Maybe it will put yet another generation of menial wage slaves out of a job.

It occurs to me to mention a favourite story. From Stanislaw Lem’s, The Cyberiad.
The First Sally (A), Or Trurl’s Electronic Bard.

Trurl the constructor, constructs an electronic automaton that writes poetry. Fed with the entire history of the universe to date, in order to understand the nature of things, it writes poetry on demand.

It doesn’t end particularly well for the bard.

I have quite literally never heard a drug commercial end this way; cite? Was it a commercial advertising participation in a medical study maybe?

I am highly dubious of the claim that the FDA would approve a drug when “we don’t know exactly how it works yet”.

Well, my understanding is nobody knows exactly how lithium carbonate works, but it’s a classic mood stabilizer that is still commonly prescribed. I suppose it depends on what “how it works” entails.

Fair - I didn’t mean “we have a complete understanding of the underlying physical processes”, but you’re right that this is one interpretation of “how it works”.

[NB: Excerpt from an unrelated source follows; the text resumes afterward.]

PR #3952, opened 2019-05-14
feat(tekton): Add a potentially multiline script field for steps

### LINKED ISSUE #3767: Allow the execution of multiple commands within a single pipeline step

However, lithium carbonate is known to work in specific circumstances, which were figured out through scientific testing (double blind experiments, etc). No commercial for bipolar medication is going to say “since the chemical process by which lithium carbonate treats bipolar symptoms is not fully understood, consult your doctor before taking this medicine”.

I was pondering that also, but I think this only works if you measure intelligence in terms of attained works rather than capability to do stuff. Assuming we haven’t completely stagnated, humans have more capability potential than is expressed by what they have already attained; we’re not limited by what we have done or seen, but by what we can do

If AI works the same, then it’s not necessarily limited to what we have trained it with.

It is used for homeopathic medicines and devices like copper bracelets. It’s a non-claim that gets around the FDA.

There are at least 3 things we can mean by “how it works” in this context:

  1. How does natural language processing and deep learning produce useful answers?
    This is the one we know the best. We understand these algorithms in detail, mathematically.

  2. How did a given deep learning system generate a specific result?
    This can be difficult to know, because knowing how a result was generated is a bigger question than just knowing the result, and has lagged algorithms for just doing useful stuff.
    Also, what kind of answer are we expecting? Surely not a sentence of natural English. We basically need to invent visualization and statistical descriptions that can usefully, and ideally intuitively, describe the training and processing of a neural network.
    For sure, this has already started, but if you have a good idea for how to do this then let me know how I can invest in your startup :slight_smile:

  3. Some analyses that I have seen (video) have suggested that Chat GPT 4 exhibits behaviours that the creators can’t explain, like learning to use external software.
    Now, this might be sensationalism, or marketing or whatever. But it nonetheless it reflects a third kind of “how it works”. If it’s even 10% true then wow – things might be about to heat up pretty fast.

I believe it’s true in the sense that they know the code underneath but don’t completely understand how it learns. Robert Miles did a video on GPT3 which learned basic math by consuming massive amounts of human written text; something which was very unexpected.

Edit: It’s an interesting video but jump to 11:10 if you just want to view the math portion.